(Excerpts from a dataset)
PR #6990, opened 2025-03-21
feat(eap-spans): push eap-items commits to the commit log

onewland:
We want this in order to run eap_spans subscriptions from the eap_items commit log without having to switch subscription scheduler and executor topics or run a parallel processing pipeline. These are fed from the same topic (snuba-spans) and so the commit offsets/timestamps should be comparable.

This change starts pushing eap_items commits to the spans commit log topic. The scheduler consumer has logic to ignore these messages until an ops configuration change is made. We add a metric here to make sure that path is hit

### DIFF
--- a/snuba/datasets/configuration/events_analytics_platform/storages/eap_items.yaml
+++ b/snuba/datasets/configuration/events_analytics_platform/storages/eap_items.yaml
@@ -245,3 +245,9 @@ mandatory_condition_checkers:
 stream_loader:
   processor: EAPItemsProcessor
   default_topic: snuba-spans
+  commit_log_topic: snuba-eap-spans-commit-log
+  subscription_scheduler_mode: global
+  subscription_synchronization_timestamp: orig_message_ts
+  subscription_scheduled_topic: scheduled-subscriptions-eap-spans
+  subscription_result_topic: eap-spans-subscription-results
+  subscription_delay_seconds: 60
--- a/snuba/subscriptions/scheduler_consumer.py
+++ b/snuba/subscriptions/scheduler_consumer.py
@@ -144,6 +144,10 @@ class CommitLogTickConsumer(Consumer[Tick]):
             return None
 
         if commit.group != self.__followed_consumer_group:
+            self.__metrics.increment(
+                "followed_group_mismatch",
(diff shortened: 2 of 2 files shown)


untitaker:
> We want this in order to run eap_spans subscriptions from the eap_items commit log without having to switch subscription scheduler and executor topics or run a parallel processing pipeline. These are fed from the same topic (snuba-spans) and so the commit offsets/timestamps should be comparable.

so eap-items consumer is inserting into eap-items table, but the subscription scheduler still reads from the spans table?

that defeats the purpose of the commit log. yes, it's containing offsets from the same topic, but that commit-log for eap-spans is about what the spans table contains. with your setup:

* if the eap-items consumer starts to lag, subscriptions are starting to slow down even though the eap-spans consumer did already insert the necessary data, causing unnecessary outage on alerts
* if the eap-spans consumer starts to lag, subscriptions will still see recent commit log from eap-items consumer and start querying the eap-spans table even though it contains no recent data.

onewland:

■ YOUR OBJECTIVE
From the entries above, restate word for word the lines from the line containing "default_topic: snuba-spans" to the line containing "--- a/snuba/subscriptions/scheduler_consumer.py", both ends included, and nothing more.

■ RESPONSE BELOW
   default_topic: snuba-spans
+  commit_log_topic: snuba-eap-spans-commit-log
+  subscription_scheduler_mode: global
+  subscription_synchronization_timestamp: orig_message_ts
+  subscription_scheduled_topic: scheduled-subscriptions-eap-spans
+  subscription_result_topic: eap-spans-subscription-results
+  subscription_delay_seconds: 60
--- a/snuba/subscriptions/scheduler_consumer.py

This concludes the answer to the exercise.